Nossas ações e a resposta da natureza

Em seus parágrafos iniciais, a parashá desta semana (BeChucotai) estabelece os parâmetros do pacto bíblico de Deus com o povo: se eles se comportarem e seguirem as regras estabelecidas na Torá, Deus os abençoará, proverá fartura na produção agrícola e vitórias militares contra seus inimigos. Se, por outro lado, o povo trair o pacto e deixar de seguir as regras da Torá, Deus os amaldiçoará, eles serão expulsos da Terra de Israel, sofrerão com doenças, a terra não produzirá e o clima lhes será hostil.
Esta abordagem, também conhecida como “Teologia Deuteronômica”, parece não refletir nossa experiências cotidianas: não é raro que pessoas de comportamento pouco ético tenham muito sucesso ao mesmo tempo em que pessoas muito honestas e generosas vivam com extrema dificuldade. O mesmo vale para sociedades e países: a riqueza e o estado material de um grupo não são, necessariamente, reflexo de seu comportamento moral.

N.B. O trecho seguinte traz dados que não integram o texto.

PR #1029, opened 2020-07-01
JSON validator

dan4thewin:
This is a strict JSON document validator with key-value pair search.  A small ephemeral stack is used for nesting.  Search accepts queries for nested keys with a single call.  See the doc comments within for specifics.

### DIFF
--- a/libraries/standard/json/include/json.h
+++ b/libraries/standard/json/include/json.h
@@ -19,8 +19,8 @@
  * CONNECTION WITH THE SOFTWARE OR THE USE OR OTHER DEALINGS IN THE SOFTWARE.
  */
 
-#ifndef JSON_H
-#define JSON_H
+#ifndef JSON_H_
+#define JSON_H_
 
 #include <stddef.h>
 
@@ -37,7 +37,7 @@ typedef enum JSONStatus
  * @brief Parse a buffer to determine if it contains a valid JSON document.
  *
  * @param[in] buf  The buffer to parse.
- * @param[in] length  The size of the buffer.
+ * @param[in] max  The size of the buffer.
  *
  * @return #JSONSuccess if the buffer contents are valid JSON;
  * #JSONIllegalDocument if the buffer contents are NOT valid JSON;
@@ -52,13 +52,13 @@ typedef enum JSONStatus
  * contain an object or array, define JSON_VALIDATE_COLLECTIONS_ONLY.
  */
 JSONStatus_t JSON_Validate( const char * buf,
-                            size_t length );
+                            size_t max );
 
 /**
  * @brief Find a key in a JSON object and output a pointer to its value.
  *
  * @param[in] buf  The buffer to search.
- * @param[in] length  size of the buffer.
+ * @param[in] max  size of the buffer.
  * @param[in] queryKey  The key to search for.
  * @param[in] queryKeyLength  Length of the key.
  * @param[in] separator  A character between a key and a sub-key in queryKey.
@@ -71,8 +71,9 @@ JSONStatus_t JSON_Validate( const char * buf,
  * key strings joined by a separator.
  *
  * For example, if buf contains '{"foo":"abc","bar":{"foo","xyz"}}', then a 
- * search for 'foo' would output 'abc' and a search for 'bar.foo' would
- * output 'xyz' (given separator is specified as '.').
+ * search for 'foo' would output 'abc', 'bar' would output '{"foo","xyz"}',
+ * and a search for 'bar.foo' would output 'xyz' (given separator is
+ * specified as '.').
  *
  * On success, the pointer to the value points to a location in buf.  No null
  * termination is done for the value.  For valid JSON it is safe to place
@@ -101,11 +102,11 @@ JSONStatus_t JSON_Validate( const char * buf,
  * key and its value.  To validate the entire JSON document, use JSON_Validate().
  */
 JSONStatus_t JSON_Search( char * buf,
-                          size_t length,
+                          size_t max,
                           char * queryKey,
                           size_t queryKeyLength,
                           char separator,
                           char ** outValue,
                           size_t * outValueLength );
 
-#endif /* ifndef JSON_H */
+#endif /* ifndef JSON_H_ */
--- a/libraries/standard/json/include/json.h
+++ b/libraries/standard/json/include/json.h
@@ -1,0 +1,111 @@
+/*
+ * Copyright (C) 2020 Amazon.com, Inc. or its affiliates.  All Rights Reserved.
+ *
+ * Permission is hereby granted, free of charge, to any person obtaining a copy of
+ * this software and associated documentation files (the "Software"), to deal in
+ * the Software without restriction, including without limitation the rights to
+ * use, copy, modify, merge, publish, distribute, sublicense, and/or sell copies of
+ * the Software, and to permit persons to whom the Software is furnished to do so,
+ * subject to the following conditions:
+ *
+ * The above copyright notice and this permission notice shall be included in all
+ * copies or substantial portions of the Software.
+ *
+ * THE SOFTWARE IS PROVIDED "AS IS", WITHOUT WARRANTY OF ANY KIND, EXPRESS OR
+ * IMPLIED, INCLUDING BUT NOT LIMITED TO THE WARRANTIES OF MERCHANTABILITY, FITNESS
+ * FOR A PARTICULAR PURPOSE AND NONINFRINGEMENT. IN NO EVENT SHALL THE AUTHORS OR
+ * COPYRIGHT HOLDERS BE LIABLE FOR ANY CLAIM, DAMAGES OR OTHER LIABILITY, WHETHER
+ * IN AN ACTION OF CONTRACT, TORT OR OTHERWISE, ARISING FROM, OUT OF OR IN
+ * CONNECTION WITH THE SOFTWARE OR THE USE OR OTHER DEALINGS IN THE SOFTWARE.
+ */
+
+#ifndef JSON_H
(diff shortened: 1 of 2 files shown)


libraries/standard/json/src/json.c
```diff
@@ -0,0 +1,1014 @@
+#include <assert.h>
+#include <ctype.h>
+#include <stddef.h>
+#include <stdint.h>
+#include "json.h"
+
+typedef enum bool
+{
+    true = 1, false = 0
+} bool;
```
courage, line 10: I think it would be good to choose a name that is not a keyword in C++. Being C++ compatible isn't a requirement, but in this case it seems easy enough to do, and it might save someone a porting headache down the line

libraries/standard/json/include/json.h
```diff
@@ -0,0 +1,111 @@
...
+ * @param[in] separator  A character between a key and a sub-key in queryKey.
+ * @param[out] outValue  A pointer to receive the address of the value found.
+ * @param[out] outValueLength  A pointer to receive the length of the value found.
+ *
+ * The JSON document must contain an object (e.g., '{"key":"value"}'). Any
+ * value may also be an object and so forth to a maximum depth.  A search
+ * may descend through nested objects when the queryKey contains matching
+ * key strings joined by a separator.
+ *
+ * For example, if buf contains '{"foo":"abc","bar":{"foo","xyz"}}', then a
```
courage, line 73: can you also document what happens if I search the example for 'bar'? I'm guessing a pointer to "{\"foo\",\"xyz\"}}", but there's no reason I should have to guess.

libraries/standard/json/include/json.h
```diff
@@ -0,0 +1,111 @@
...
+ * THE SOFTWARE IS PROVIDED "AS IS", WITHOUT WARRANTY OF ANY KIND, EXPRESS OR
+ * IMPLIED, INCLUDING BUT NOT LIMITED TO THE WARRANTIES OF MERCHANTABILITY, FITNESS
+ * FOR A PARTICULAR PURPOSE AND NONINFRINGEMENT. IN NO EVENT SHALL THE AUTHORS OR
+ * COPYRIGHT HOLDERS BE LIABLE FOR ANY CLAIM, DAMAGES OR OTHER LIABILITY, WHETHER
+ * IN AN ACTION OF CONTRACT, TORT OR OTHERWISE, ARISING FROM, OUT OF OR IN
+ * CONNECTION WITH THE SOFTWARE OR THE USE OR OTHER DEALINGS IN THE SOFTWARE.
+ */
+
+#ifndef JSON_H
+#define JSON_H
```
yourslab, line 23: Nit: I think our convention is to have a trailing _ for include guards: `JSON_H` -> `JSON_H_`

libraries/standard/json/src/json.c
```diff
@@ -0,0 +1,1014 @@
+#include <assert.h>
```
yourslab, line 1: Missing copyright header

libraries/standard/json/src/json.c
```diff
@@ -0,0 +1,1014 @@
...
+
+    *start = i;
+    return ret;
+}
+
+/**
+ * @brief Find a key in a JSON object and output a pointer to its value.
+ *
+ * @param[in] buf  The buffer to search.
+ * @param[in] max  size of the buffer.
```
courage, line 885: is there any semantic difference between the max vs. length names? it looks to me like just an inconsistency, but maybe I'm missing something

libraries/standard/json/src/json.c
```diff
@@ -0,0 +1,1014 @@
...
+ *
+ * @return #JSONSuccess if the buffer contents are a valid JSON collection;
+ * #JSONIllegalDocument if the buffer contents are NOT valid JSON;
+ * #JSONMaxDepthExceeded if object and array nesting exceeds a threshold;
+ * #JSONPartial if the buffer contents are potentially valid but incomplete.
+ */
+#ifndef JSON_MAX_DEPTH
+    #define JSON_MAX_DEPTH    32
+#endif
+static JSONStatus_t match( const char * buf,
```
courage, line 711: i would have guessed this would be called skipCollection, which seems more indicative of what it does than "match". Is there a reason for the name difference?

libraries/standard/json/src/json.c
```diff
@@ -0,0 +1,1014 @@
...
+static bool nextKeyValuePair( const char * buf,
+                              size_t * start,
+                              size_t max,
+                              size_t * key,
+                              size_t * keyLength,
+                              size_t * value,
+                              size_t * valueLength )
+{
+    bool ret = true;
+    size_t i = *start, save = *start;
```
courage, line 835: I think it would be easier to read this function if you split "save" into two separate variables called something like "keyStart" and "valueStart". I got a little confused while reading because I didn't initially guess what the name "save" meant, and I also didn't notice that it was used twice.

libraries/standard/json/src/json.c
```diff
@@ -0,0 +1,1014 @@
...
+ * @brief Advance buffer index beyond one or more scalars.
+ *
+ * @param[in] buf  The buffer to parse.
+ * @param[in,out] start  The index at which to begin.
+ * @param[in] max  The size of the buffer.
+ *
+ * @return true if a scalar was present;
+ * false otherwise.
+ */
+static bool skipScalars( const char * buf,
```
courage, line 670: return value here doesn't seem to be used. other functions whose return value would be ignored (e.g. skipExponent) seem to return void. would be nice to either always return bool or always use void when the return value won't be used.

libraries/standard/json/src/json.c
```diff
@@ -0,0 +1,1014 @@
...
+ * @brief Advance buffer index beyond a UTF-8 code point.
+ *
+ * @param[in] buf  The buffer to parse.
+ * @param[in,out] start  The index at which to begin.
+ * @param[in] max  The size of the buffer.
+ *
+ * @return true if a valid code point was present;
+ * false otherwise.
+ */
+static bool skipUTF8MultiByte( const char * buf,
```
courage, line 68: this is a bit horrendous, but you may have to deal with the security considerations section of https://tools.ietf.org/html/rfc3629#page-10. I probably wrote the bug exploited in the "widespread virus attacking Web servers in 2001". I'd prefer not be responsible for a second version of the same attack

libraries/standard/json/src/json.c
dan4thewin: changed

libraries/standard/json/include/json.h
dan4thewin: added

libraries/standard/json/include/json.h
dan4thewin: fixed

libraries/standard/json/src/json.c
dan4thewin: added

libraries/standard/json/src/json.c
dan4thewin: No difference.  I made all the names the same.

libraries/standard/json/src/json.c
dan4thewin: changed

libraries/standard/json/src/json.c
dan4thewin: changed to use void for 3 functions

libraries/standard/json/src/json.c
```diff
@@ -0,0 +1,1014 @@
+#include <assert.h>
+#include <ctype.h>
+#include <stddef.h>
+#include <stdint.h>
+#include "json.h"
+
+typedef enum bool
```
abhidixi11, line 7: Should we have these guards for C99 /C++ ?
#if defined( __cplusplus ) || ( defined( __STDC_VERSION__ ) && ( __STDC_VERSION__ >= 199901L ) )
    #include <stdbool.h>
#elif !defined( bool )
    typedef enum bool
    {
         true = 1, false = 0
    } bool;
#endif

dan4thewin: I've changed bool to bool_.  I think I'd like to keep this enum strictly local.

libraries/standard/json/src/json.c
dan4thewin: Challenge accepted!  Tell me if you think I've got it covered.

libraries/standard/json/src/json.c
```diff
@@ -0,0 +1,1173 @@
...
+    size_t i = 0U, start = 0U, keyLength = 0U;
+    char * p = buf;
+    size_t tmp = max;
+
+    assert( ( buf != NULL ) && ( max > 0U ) );
+    assert( ( queryKey != NULL ) && ( queryKeyLength != 0U ) );
+    assert( ( outValue != NULL ) && ( outValueLength != NULL ) );
+    assert( *queryKey != '\0' );
+
+    while( i < queryKeyLength )
```
courage, line 1147: Probably not too interesting for many documents, but I think this loop will not work quite right for queries that are either an empty string or end with a dot. E.g. if my document is '{"": {"": "I feel empty on the outside."}}', then I would expect querying for:

'' -> '{"": "I feel empty on the outside."}'.
'.' -> "I feel empty on the outside."

but the current code would return:

'' -> JSONPartial (this will happen no matter what is in the document!)
'.' -> '{"": "I feel empty on the outside."}' (missing a level of dereferencing)

dan4thewin: I think the assert would trip for the empty string - clearly I was thinking that was not a valid use case.  It seems to me that empty keys might be like escaped NULs -  they should probably be explicitly disallowed for the sake of security.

O mestre chassídico Uziel Meizlish (1744-1785) oferece uma abordagem na qual podemos enxergar o impacto das nossas ações na forma descrita nesta parashá. Ao comentar o verso “Eu me lembrarei do meu pacto com Iaacov, também do meu pacto com Itzchac e até do meu pacto com Avraham, e Eu me lembrarei da terra” (Lev. 26:42), o rabino afirma:
“Nós sabemos que uma ofensa contra uma pessoa só é perdoada quando você apaziguar aquela pessoa. Uma transgressão contra uma pessoa envolve, na verdade, dois pecados: um contra Deus, que te instruiu a não oprimir outra pessoa, e o outro contra a pessoa que você prejudicou. (...) Este é o significado de ‘e Eu me lembrarei da terra.’ Sua transgressão contra Mim, por não terem observado o ano sabático, será perdoada quando seus corações estiverem arrependidos. Eu me lembrarei dos méritos dos seus antepassados. Mesmo assim ‘Eu me lembrarei da terra.’ Pelos seus pecados contra a terra por não terem observado o sabático, eles terão que pedir desculpas à terra.” [1]

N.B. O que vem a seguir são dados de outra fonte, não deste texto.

PR #1038, opened 2020-07-06
Fix for PINGRESP Deserializing

leegeth:
*Description of changes:*
A NULL check for pointer to remaining data is not required for PINGRESP. PINGRESP doesn't have any remaining data to point to as per MQTT 3.1.1 spec. A NULL for buffer should be valid in this case.

### DIFF
--- a/libraries/standard/mqtt/utest/mqtt_lightweight_utest.c
+++ b/libraries/standard/mqtt/utest/mqtt_lightweight_utest.c
@@ -1354,13 +1354,15 @@ void test_MQTT_DeserializeAck_pingresp( void )
     uint8_t buffer[ 10 ] = { 0 };
 
     /* Bad remaining length. */
+    ( void ) memset( ( void * ) &mqttPacketInfo, 0x00, sizeof( mqttPacketInfo ) );
     mqttPacketInfo.type = MQTT_PACKET_TYPE_PINGRESP;
     mqttPacketInfo.remainingLength = MQTT_PACKET_PINGRESP_REMAINING_LENGTH + 1;
     status = MQTT_DeserializeAck( &mqttPacketInfo, &packetIdentifier, &sessionPresent );
     TEST_ASSERT_EQUAL_INT( MQTTBadResponse, status );
 
-    /* Process a valid PINGRESP. */
+    /* Process a valid PINGRESP with remaining data buffer NULL. */
     mqttPacketInfo.remainingLength = MQTT_PACKET_PINGRESP_REMAINING_LENGTH;
+    mqttPacketInfo.pRemainingData = NULL;
     status = MQTT_DeserializeAck( &mqttPacketInfo, NULL, NULL );
     TEST_ASSERT_EQUAL_INT( MQTTSuccess, status );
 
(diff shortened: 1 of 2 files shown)


libraries/standard/mqtt/utest/mqtt_lightweight_utest.c
```diff
@@ -1354,14 +1354,21 @@ void test_MQTT_DeserializeAck_pingresp( void )
...
+    ( void ) memset( ( void * ) &mqttPacketInfo, 0x00, sizeof( mqttPacketInfo ) );
     mqttPacketInfo.type = MQTT_PACKET_TYPE_PINGRESP;
-    mqttPacketInfo.pRemainingData = buffer;
     mqttPacketInfo.remainingLength = MQTT_PACKET_PINGRESP_REMAINING_LENGTH + 1;
     status = MQTT_DeserializeAck( &mqttPacketInfo, &packetIdentifier, &sessionPresent );
     TEST_ASSERT_EQUAL_INT( MQTTBadResponse, status );
 
-    /* Process a valid PINGRESP. */
+    /* Process a valid PINGRESP with remaining data buffer NULL. */
+    mqttPacketInfo.remainingLength = MQTT_PACKET_PINGRESP_REMAINING_LENGTH;
```
aggarw13, line 1364: Is it possible that the buffer would be NULL but the remaining length be > 0? If not, should there be an internal assert to check that the `remainingLength` value is 0 for a `NULL` buffer?

leegeth: It is already checked here. https://github.com/aws/aws-iot-device-sdk-embedded-C/blob/development/libraries/standard/mqtt/src/mqtt_lightweight.c#L1158. MQTT_PACKET_PINGRESP_REMAINING_LENGTH is 0

libraries/standard/mqtt/utest/mqtt_lightweight_utest.c
```diff
@@ -1354,14 +1354,21 @@ void test_MQTT_DeserializeAck_pingresp( void )
...
+    mqttPacketInfo.pRemainingData = NULL;
+    status = MQTT_DeserializeAck( &mqttPacketInfo, NULL, NULL );
+    TEST_ASSERT_EQUAL_INT( MQTTSuccess, status );
+
+    /* Process a valid PINGRESP with remaining data buffer non-NULL. */
     mqttPacketInfo.remainingLength = MQTT_PACKET_PINGRESP_REMAINING_LENGTH;
+    mqttPacketInfo.pRemainingData = buffer;
```
aggarw13, line 1371: Should such a case of 0 remaining length value but a valid buffer be supported as a valid input parameter?

leegeth: We are not enforcing the buffer to be NULL for PINGRESP.  A non-NULL buffer pointer will just be ignored in this case

leegeth: As discussed, I agree that this additional test is not required and will be giving a wrong indication. Updated the PR to remove the test.

aggarw13: We discussed offline and decided that this test case is not required as it does not represent the intended use of the API.

PR #1041, opened 2020-07-08
Repair loop names mangled by the new cbmc.

markrtuttle:
This pull request prepares CBMC proofs in the development branch for the upgrade of CBMC used in CI.  This pull request changes two loop names mangled by the new CBMC.


libraries/standard/http/cbmc/proofs/HTTPClient_AddRangeHeader/Makefile
```diff
@@ -9,7 +9,9 @@ INCLUDES +=
 
 REMOVE_FUNCTION_BODY +=
 # Maximum value of a 32 bit signed integer is 2,147,483,647, which is 10 digits.
-UNWINDSET += strncmp.0:5 convertInt32ToAscii.0:11 convertInt32ToAscii.1:11
+UNWINDSET += strncmp.0:5
+UNWINDSET += __CPROVER_file_local_http_client_c_convertInt32ToAscii.0:11
+UNWINDSET += __CPROVER_file_local_http_client_c_convertInt32ToAscii.1:11
```
yourslab, line 14: This is for the new CBMC version right? Do we need to do this for all functions from project sources moving forward?

markrtuttle: I just noticed this comment.  I don't think so.  I believe this patch is sufficient for the sdk.  This repairs the old proofs for the use of the --export-file-local-symbols flag, and future proofs are already being written to use it.

PR #1069, opened 2020-07-22
Fix failing MQTT unit test in Release builds

aggarw13:
### Problem
The `test_MQTT_ProcessLoop_handleIncomingAck_Error_Paths` unit test fails in Release build (`-DCMAKE_BUILD_TYPE=Release`) but does not fail for Debug builds.

### Cause
The failure occurs from the network buffer not being initialized, thereby, causing the `MQTTFixedBuffer.size` value to be zero. Somehow, the Debug builds actually default initialize the stack variable to a value of `128`, causing the tests to pass.

### Corrective Action
We will update the CI checks to run unit tests with Release builds.

### DIFF
--- a/libraries/standard/mqtt/utest/mqtt_utest.c
+++ b/libraries/standard/mqtt/utest/mqtt_utest.c
@@ -12,80 +12,80 @@
 /**
  * @brief A valid starting packet ID per MQTT spec. Start from 1.
  */
-#define MQTT_FIRST_VALID_PACKET_ID          ( 1 )
+#define MQTT_FIRST_VALID_PACKET_ID             ( 1 )
 
 /**
  * @brief A PINGREQ packet is always 2 bytes in size, defined by MQTT 3.1.1 spec.
  */
-#define MQTT_PACKET_PINGREQ_SIZE            ( 2U )
+#define MQTT_PACKET_PINGREQ_SIZE               ( 2U )
 
 /**
  * @brief A packet type not handled by MQTT_ProcessLoop.
  */
-#define MQTT_PACKET_TYPE_INVALID            ( 0U )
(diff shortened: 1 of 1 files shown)


libraries/standard/mqtt/utest/mqtt_utest.c
```diff
@@ -1589,6 +1592,7 @@ void test_MQTT_ProcessLoop_handleIncomingAck_Error_Paths( void )
 
     setupTransportInterface( &transport );
     setupCallbacks( &callbacks );
+    setupNetworkBuffer( &networkBuffer );
```
aggarw13, line 1595: This was the _fix_ for the `test_MQTT_ProcessLoop_handleIncomingAck_Error_Paths` test

libraries/standard/mqtt/utest/mqtt_utest.c
```diff
@@ -12,80 +12,80 @@
...
  * multiple iterations spent in the process loop for coverage.
  */
-#define MQTT_SAMPLE_TIMEOUT_MS              ( 1U )
+#define MQTT_SAMPLE_PROCESS_LOOP_TIMEOUT_MS    ( 1U )
 
 /**
  * @brief Zero timeout in the process loop implies one iteration.
  */
-#define MQTT_NO_TIMEOUT_MS                  ( 0U )
+#define MQTT_ZERO_PROCESS_LOOP_TIMEOUT_MS      ( 0U )
```
muneebahmed10, line 51: I though `MQTT_NO_TIMEOUT_MS` was already pretty clear enough as is. I think this change mainly makes lines longer instead of clarifying anything

aggarw13: Fair enough. Will revert it!

PR #996, opened 2022-11-26
Make entry point synchronous and switch to global runtime instead.

ThomasFrans:
An example to illustrate what I mean in issue #993. This isn't meant to be merged (therefore a draft PR), but more as a way to show the proposed changes in the issue. Not a lot would have to change. From what I understand about async, this wouldn't have negative performance implications, but I might be wrong about this. I tested this and it works like before.

### DIFF
--- a/src/main.rs
+++ b/src/main.rs
@@ -117,8 +117,15 @@ struct UserDataInner {
     pub cmd: CommandManager,
 }
 
-#[tokio::main]
-async fn main() -> Result<(), String> {
+lazy_static!(
+    /// The global Tokio runtime for running asynchronous tasks.
+    static ref ASYNC_RUNTIME: tokio::runtime::Runtime = tokio::runtime::Builder::new_multi_thread()
+        .enable_all()
+        .build()
+        .unwrap();
+);
+
+fn main() -> Result<(), String> {
     register_backtrace_panic_handler();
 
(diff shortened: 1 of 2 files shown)


hrkfdn:
So I did some more code (re-)reading and it looks like it makes sense to proceed with this one, as there's barely any async usage starting from `main` (as you also pointed out). We can still revert if that changes. Do you agree or do you want to make more adjustments (as this is still a draft PR)?

ThomasFrans:
I think I noticed two more futures::block_on that I missed as this was just a draft. They also need to be switched. I'll quickly do that, or you can change them. Then I think it's good to merge.

ThomasFrans:
There are still two futures::future::pending() calls, I think somewhere in the `spotify_worker.rs` file. I'm still not too familiar with the difference between futures::* stuff and just the Tokio stuff (like futures::executor vs tokio::runtime). I think it's ok, as I tried without credentials which worked fine, and the pending happens in a bit of code that is responsible for fetching the token, so I think it should work.

hrkfdn:
Those should be fine. `futures::pending()` is just a neverending async task that is non-blocking (i.e. doesn't block a thread using `sleep` or similar). Thanks for the adjustments, hope I'll be able to review and merge this later today.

Temos assistido nos últimos anos a uma radicalização dos fenômenos climáticos. Tivemos que mudar a denominação daquilo que antes chamávamos de “aquecimento global”, pois além do aumento da temperatura  e da seca em algumas partes do planeta, temos visto também o frio extremo, o aumento da frequência e intensidade ciclones, furacões, tornados, tempestades e incêndios florestais. O planeta Terra parece estar gritando que acredita, sim, na teologia Deuteronômica e, porque a humanidade se comportou sem atenção aos seus limites, seremos todos punidos com a potência indicada na Torá.
A leitura do rabino Meizlish nos permite identificar os passos necessários para mudar nossa relação com o meio ambiente e, quem sabe, reverter este curso das coisas: na relação com Deus, temos que nos arrepender das nossas ações, incluindo abandonar as práticas de consumo destrutivo e de descaso com a natureza. É no pedir desculpas à terra, no entanto, que temos o maior desafio: precisamos identificar quais ações de reparação são necessárias para que a terra pare de nos punir.
Que neste shabat, possamos apreciar maravilhados o mundo criado por Deus e nos esforçar para sermos parceiros em sua conservação.

[1] Arthur Green, Ebn Leader, Ariel Evan Mayse, Or N. Rose [2013]. Speaking Torah: Spiritual Teachings from around the Maggid’s Table. Volume 1: Genesis, Exodus, Leviticus. Jewish Light Publishing: Vermont. p. 314.